What’s your stress type?
There’s nothing like a looming deadline to get the heart racing. It’s a stressor most of us will experience, but some people put themselves under this pressure daily by procrastinating. Dr Edelman explains that if someone is constantly doing this, then rather than simply delaying an unpleasant task, they might be avoiding their job and need to rethink their career, or be insecure about their abilities. By procrastinating, they can blame the results of the task on their lack of effort, not their capabilities.
If putting our bodies through chronic stress is a bad thing, why do we do it? “There is the idea that to be successful means you have to work long hours and always be incredibly busy,” says Lees. Many workers associate being stressed with being effective, a misconception reinforced by bosses who commend them for their efforts. These days, stress is a bragging point on par with comparing pay cheques and fitness levels.
You might think you’re complaining about work, but you may be using stress to air personal emotions that are trickier to address. Some people deliberately look for stressful situations that will allow them to release pent-up emotions caused by other aspects of their life. “People can seek out aggression to help them feel in control,” says Dr Streimer. “They create stress to discharge any frustrations they have.” And being “too stressed” to deal with anything else is the perfect way to avoid what’s really bothering you.
Your six-step recovery plan to nix that nagging feeling:
1. The first step is admitting there’s a problem. Ask yourself why you’re stressing out and whether it’s helping the situation. Doing this can give you some much-needed perspective.
2. Next, minimise unnecessary stress. If you’re a worrywart, don’t panic over your work, your weight and the wellbeing of your extended family. Instead, choose the most important thing to contemplate. If you procrastinate, try the Pomodoro Technique: when tackling a task, work for 25 minutes, then break for five. Repeat this four times then take a longer break. Thinking you only need to concentrate for a short time will help you stay motivated.

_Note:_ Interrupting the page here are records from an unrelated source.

PR #655, opened 2026-07-29
wip: impl. embedded-cal

xoviat:
implements optional hardware acceleration with embedded-cal. the dhkey probably needs to be threaded through with a mutex.


xoviat:
bender run

PR #659, opened 2026-07-31
Add ability to provide a static passkey

### LINKED ISSUE #653: Provide the passkey directly instead of generating a random one
Currently, (for example for `IoCapabilities::DisplayOnly`) the passkey is generated as a random number here:
https://github.com/embassy-rs/trouble/blob/c21b1239fb86de712fc99da803def88378d81177/host/src/security_manager/pairing/peripheral.rs#L309

My question is, would a pull request to pass the passkey directly (optionally of course, maybe behind a feature) be accepted? While it's not an official documented BLE spec, some devices on the market already do such things (On a label on that device)

themkoi:
Closes #653.

Implemented the option for users to supply their own custom passkey instead of relying solely on the randomly generated one. If no custom passkey is provided, it falls back to the default random generator.

If you are willing to merge then suggest any feedback or changes that are needed.


host/src/security_manager/pairing/peripheral.rs
```diff
@@ -306,11 +306,13 @@ impl Pairing {
             }
             PairingMethod::PassKeyEntry { peripheral, .. } => {
                 if peripheral == PassKeyEntryAction::Display {
-                    phase_data.local_secret_rb = rng.sample(rand::distributions::Uniform::new_inclusive(0, 999999));
+                    // Use configured passkey if available, otherwise generate a random one
+                    let passkey = ops
+                        .passkey()
+                        .unwrap_or(rng.sample(rand::distributions::Uniform::new_inclusive(0, 999999)));
```
Dominaezzz: [`unwrap_or_else`](https://doc.rust-lang.org/std/option/enum.Option.html#method.unwrap_or_else) instead?

themkoi: changed it to unwrap_or_else any other changes I should make?

lulf (commented):
Clicked merge before I thought about it... this should definitely be guarded behind a feature that indicates this should only be used for testing.

Dominaezzz:
Why only for testing?

lulf:
> Why only for testing?

Well, I just want to make sure users understand that they should use a secure rng to generate this, not just hand in the key 1234?

lulf (approved):
Thinking more about this, I think the current approach is ok.

themkoi:
Resolved the merge conflict and fixed checks, @lulf  can we merge now?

3. Work on reversing the negative effects stress has on the body. The easiest, cheapest way to do that is to get out and pound the pavement – one study found that just 18 minutes of walking three times a week lowers cortisol levels by 15 per cent. “Not only does physical activity soak up the hormones caused by stress, minimising their negative impacts, but it also disrupts your mind, which can distract you from stress, too,” says Dr Ali.
4. Look at your diet. The body reacts to dieting the same way it does when you worry about making your mortgage repayments. It’s a stressor that can raise your cortisol.